> Required action
Start at the first line of the material below and retype each line through the one containing "- [x] Need to first finish ([#1063](#1063))", exactly.

> Input data
—————

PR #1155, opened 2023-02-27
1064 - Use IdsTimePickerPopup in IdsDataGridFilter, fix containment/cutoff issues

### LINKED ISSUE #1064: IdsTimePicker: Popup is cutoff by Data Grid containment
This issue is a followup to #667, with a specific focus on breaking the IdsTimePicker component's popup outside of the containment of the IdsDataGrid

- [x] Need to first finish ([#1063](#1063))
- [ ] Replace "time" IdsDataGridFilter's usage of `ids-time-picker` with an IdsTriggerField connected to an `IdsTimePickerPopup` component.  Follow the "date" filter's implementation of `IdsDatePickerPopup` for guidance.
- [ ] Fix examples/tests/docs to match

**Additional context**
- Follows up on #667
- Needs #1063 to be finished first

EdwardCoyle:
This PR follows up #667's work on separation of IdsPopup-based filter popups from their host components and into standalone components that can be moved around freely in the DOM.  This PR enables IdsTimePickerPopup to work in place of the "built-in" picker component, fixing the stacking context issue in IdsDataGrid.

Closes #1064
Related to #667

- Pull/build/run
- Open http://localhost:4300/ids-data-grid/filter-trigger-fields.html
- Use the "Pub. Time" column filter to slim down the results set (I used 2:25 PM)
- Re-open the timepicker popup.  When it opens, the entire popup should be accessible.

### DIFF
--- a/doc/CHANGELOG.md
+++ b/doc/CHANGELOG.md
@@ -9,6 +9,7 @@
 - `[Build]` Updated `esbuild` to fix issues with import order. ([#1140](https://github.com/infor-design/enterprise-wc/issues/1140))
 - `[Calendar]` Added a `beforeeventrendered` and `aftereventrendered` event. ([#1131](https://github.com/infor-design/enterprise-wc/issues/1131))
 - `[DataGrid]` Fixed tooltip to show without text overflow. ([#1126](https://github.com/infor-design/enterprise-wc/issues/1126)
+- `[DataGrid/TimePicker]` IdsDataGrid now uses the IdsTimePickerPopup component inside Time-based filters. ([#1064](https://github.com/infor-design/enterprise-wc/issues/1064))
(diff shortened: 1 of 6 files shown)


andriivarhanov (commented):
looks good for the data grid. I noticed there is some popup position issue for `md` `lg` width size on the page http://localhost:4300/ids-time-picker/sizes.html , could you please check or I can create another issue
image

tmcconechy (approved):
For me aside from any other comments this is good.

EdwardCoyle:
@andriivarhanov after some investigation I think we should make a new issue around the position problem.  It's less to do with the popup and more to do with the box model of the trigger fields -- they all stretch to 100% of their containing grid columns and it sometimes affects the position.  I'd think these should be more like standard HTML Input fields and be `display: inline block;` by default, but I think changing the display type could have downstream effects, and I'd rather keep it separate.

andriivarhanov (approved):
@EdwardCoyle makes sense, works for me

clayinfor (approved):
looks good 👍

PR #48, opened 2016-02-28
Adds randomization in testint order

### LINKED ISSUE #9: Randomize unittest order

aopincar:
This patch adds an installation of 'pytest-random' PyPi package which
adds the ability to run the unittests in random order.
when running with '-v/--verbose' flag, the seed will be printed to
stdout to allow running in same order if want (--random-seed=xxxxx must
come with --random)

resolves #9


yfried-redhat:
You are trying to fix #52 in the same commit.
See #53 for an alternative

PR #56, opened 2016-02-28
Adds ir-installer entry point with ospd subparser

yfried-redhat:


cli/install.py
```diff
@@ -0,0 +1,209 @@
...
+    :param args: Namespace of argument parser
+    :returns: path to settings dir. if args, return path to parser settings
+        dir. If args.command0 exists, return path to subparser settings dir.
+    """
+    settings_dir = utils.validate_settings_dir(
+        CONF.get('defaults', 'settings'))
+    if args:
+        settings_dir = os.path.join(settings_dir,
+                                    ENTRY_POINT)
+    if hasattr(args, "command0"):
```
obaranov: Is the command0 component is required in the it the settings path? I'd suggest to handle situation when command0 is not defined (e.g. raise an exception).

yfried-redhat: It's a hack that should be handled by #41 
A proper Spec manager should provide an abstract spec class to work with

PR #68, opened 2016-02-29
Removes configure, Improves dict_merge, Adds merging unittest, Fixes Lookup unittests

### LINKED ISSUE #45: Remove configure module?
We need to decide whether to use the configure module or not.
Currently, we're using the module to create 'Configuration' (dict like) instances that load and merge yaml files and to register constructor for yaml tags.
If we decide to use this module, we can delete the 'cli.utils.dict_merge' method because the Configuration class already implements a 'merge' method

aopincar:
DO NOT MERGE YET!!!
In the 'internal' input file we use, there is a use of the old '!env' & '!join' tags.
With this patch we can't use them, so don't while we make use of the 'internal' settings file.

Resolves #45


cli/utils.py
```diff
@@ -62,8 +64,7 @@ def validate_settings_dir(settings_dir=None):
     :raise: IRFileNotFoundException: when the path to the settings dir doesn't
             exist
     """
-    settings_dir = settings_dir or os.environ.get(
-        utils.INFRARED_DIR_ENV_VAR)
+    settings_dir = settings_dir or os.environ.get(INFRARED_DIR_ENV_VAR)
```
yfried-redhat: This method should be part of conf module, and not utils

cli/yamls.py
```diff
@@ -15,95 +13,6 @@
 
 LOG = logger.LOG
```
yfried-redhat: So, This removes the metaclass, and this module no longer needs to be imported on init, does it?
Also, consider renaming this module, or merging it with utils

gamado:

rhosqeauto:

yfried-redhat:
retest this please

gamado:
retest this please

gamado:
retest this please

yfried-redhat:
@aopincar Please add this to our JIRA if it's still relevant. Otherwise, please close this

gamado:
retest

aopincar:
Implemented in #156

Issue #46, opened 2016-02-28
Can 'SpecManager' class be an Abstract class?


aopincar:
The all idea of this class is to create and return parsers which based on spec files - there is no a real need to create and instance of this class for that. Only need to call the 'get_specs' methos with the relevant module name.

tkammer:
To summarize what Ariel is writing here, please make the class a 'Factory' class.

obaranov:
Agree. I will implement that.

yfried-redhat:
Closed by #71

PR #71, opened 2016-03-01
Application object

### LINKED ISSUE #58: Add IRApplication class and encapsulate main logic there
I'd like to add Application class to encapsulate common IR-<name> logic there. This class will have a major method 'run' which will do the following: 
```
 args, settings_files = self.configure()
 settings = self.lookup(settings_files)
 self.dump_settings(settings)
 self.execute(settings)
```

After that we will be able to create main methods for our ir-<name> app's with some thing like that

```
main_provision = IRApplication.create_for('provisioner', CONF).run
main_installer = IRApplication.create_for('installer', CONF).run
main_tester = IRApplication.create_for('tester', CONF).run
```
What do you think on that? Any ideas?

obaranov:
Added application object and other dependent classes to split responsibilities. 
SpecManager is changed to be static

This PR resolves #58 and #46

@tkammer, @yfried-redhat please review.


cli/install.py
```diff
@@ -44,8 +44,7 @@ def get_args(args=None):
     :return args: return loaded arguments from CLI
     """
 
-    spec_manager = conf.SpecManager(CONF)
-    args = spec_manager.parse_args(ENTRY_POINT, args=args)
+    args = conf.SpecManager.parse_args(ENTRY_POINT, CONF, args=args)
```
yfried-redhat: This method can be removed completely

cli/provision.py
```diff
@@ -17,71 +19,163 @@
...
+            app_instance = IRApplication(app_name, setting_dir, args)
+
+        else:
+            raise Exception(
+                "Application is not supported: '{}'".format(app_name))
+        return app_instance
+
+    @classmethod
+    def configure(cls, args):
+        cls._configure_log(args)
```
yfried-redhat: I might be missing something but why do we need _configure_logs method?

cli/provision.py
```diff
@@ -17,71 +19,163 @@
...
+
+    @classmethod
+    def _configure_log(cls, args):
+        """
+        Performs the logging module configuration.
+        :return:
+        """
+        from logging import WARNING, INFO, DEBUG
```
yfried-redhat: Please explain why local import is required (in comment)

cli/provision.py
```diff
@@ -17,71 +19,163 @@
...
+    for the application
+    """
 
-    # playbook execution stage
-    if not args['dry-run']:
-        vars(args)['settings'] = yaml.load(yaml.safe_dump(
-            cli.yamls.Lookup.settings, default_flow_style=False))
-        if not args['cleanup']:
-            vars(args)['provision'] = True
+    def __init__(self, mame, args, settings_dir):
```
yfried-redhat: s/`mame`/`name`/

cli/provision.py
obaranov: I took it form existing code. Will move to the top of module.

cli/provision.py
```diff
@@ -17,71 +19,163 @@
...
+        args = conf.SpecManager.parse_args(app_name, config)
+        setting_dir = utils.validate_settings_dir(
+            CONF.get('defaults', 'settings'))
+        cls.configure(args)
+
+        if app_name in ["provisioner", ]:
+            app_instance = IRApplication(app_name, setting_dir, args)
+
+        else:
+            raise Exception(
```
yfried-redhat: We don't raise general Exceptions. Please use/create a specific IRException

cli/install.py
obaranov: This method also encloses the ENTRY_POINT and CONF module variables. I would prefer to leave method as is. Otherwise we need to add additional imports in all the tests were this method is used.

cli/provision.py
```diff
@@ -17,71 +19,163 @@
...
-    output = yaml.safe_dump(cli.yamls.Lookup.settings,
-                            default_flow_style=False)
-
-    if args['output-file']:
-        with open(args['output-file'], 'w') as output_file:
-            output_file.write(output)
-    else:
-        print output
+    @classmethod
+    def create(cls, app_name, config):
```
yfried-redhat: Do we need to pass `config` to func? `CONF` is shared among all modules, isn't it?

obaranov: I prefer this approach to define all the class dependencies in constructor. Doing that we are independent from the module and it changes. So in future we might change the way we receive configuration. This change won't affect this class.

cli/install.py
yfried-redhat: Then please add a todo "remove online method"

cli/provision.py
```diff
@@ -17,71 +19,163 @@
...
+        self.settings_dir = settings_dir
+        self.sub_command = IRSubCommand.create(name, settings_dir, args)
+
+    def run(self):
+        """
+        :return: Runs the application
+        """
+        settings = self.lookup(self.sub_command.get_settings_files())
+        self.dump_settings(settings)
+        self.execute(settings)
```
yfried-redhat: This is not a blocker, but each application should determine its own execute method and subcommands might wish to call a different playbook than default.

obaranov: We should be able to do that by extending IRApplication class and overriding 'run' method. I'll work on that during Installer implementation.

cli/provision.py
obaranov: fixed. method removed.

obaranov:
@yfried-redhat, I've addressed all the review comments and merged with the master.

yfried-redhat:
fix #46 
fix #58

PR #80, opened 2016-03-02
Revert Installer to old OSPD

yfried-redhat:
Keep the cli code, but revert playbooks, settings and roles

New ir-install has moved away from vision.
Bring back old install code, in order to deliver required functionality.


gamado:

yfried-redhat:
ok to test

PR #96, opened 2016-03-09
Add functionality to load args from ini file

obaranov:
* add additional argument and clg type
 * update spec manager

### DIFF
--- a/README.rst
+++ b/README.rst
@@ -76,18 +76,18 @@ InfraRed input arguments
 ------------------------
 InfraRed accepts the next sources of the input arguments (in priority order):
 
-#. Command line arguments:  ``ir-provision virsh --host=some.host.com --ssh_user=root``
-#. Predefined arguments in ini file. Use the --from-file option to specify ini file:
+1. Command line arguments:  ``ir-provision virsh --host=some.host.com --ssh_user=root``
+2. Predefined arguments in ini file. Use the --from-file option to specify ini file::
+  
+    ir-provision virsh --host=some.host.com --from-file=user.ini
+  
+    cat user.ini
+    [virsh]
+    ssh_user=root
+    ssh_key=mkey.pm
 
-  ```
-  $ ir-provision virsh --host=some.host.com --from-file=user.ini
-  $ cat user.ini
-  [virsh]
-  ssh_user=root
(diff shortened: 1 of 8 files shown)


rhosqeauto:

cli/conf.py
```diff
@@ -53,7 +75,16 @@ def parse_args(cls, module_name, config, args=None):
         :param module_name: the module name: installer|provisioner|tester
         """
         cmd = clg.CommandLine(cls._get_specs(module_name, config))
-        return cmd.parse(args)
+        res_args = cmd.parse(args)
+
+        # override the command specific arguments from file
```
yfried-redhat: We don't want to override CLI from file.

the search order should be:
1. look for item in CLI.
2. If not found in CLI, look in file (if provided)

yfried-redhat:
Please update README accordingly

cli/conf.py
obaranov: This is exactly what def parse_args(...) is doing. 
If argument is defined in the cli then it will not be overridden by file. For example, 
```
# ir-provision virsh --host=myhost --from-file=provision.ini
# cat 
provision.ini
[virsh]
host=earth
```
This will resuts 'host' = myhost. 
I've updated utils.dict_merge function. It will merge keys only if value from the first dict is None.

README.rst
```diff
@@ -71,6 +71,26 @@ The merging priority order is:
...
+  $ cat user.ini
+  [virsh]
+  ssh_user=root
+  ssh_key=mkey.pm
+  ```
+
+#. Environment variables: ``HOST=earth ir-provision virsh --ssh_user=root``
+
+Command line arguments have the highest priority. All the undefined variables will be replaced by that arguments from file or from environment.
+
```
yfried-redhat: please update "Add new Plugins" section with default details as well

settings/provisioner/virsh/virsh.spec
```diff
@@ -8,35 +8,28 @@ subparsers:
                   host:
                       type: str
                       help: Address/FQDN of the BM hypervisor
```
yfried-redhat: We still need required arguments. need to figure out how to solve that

—————

> Response below
PR #1155, opened 2023-02-27
1064 - Use IdsTimePickerPopup in IdsDataGridFilter, fix containment/cutoff issues

### LINKED ISSUE #1064: IdsTimePicker: Popup is cutoff by Data Grid containment
This issue is a followup to #667, with a specific focus on breaking the IdsTimePicker component's popup outside of the containment of the IdsDataGrid

- [x] Need to first finish ([#1063](#1063))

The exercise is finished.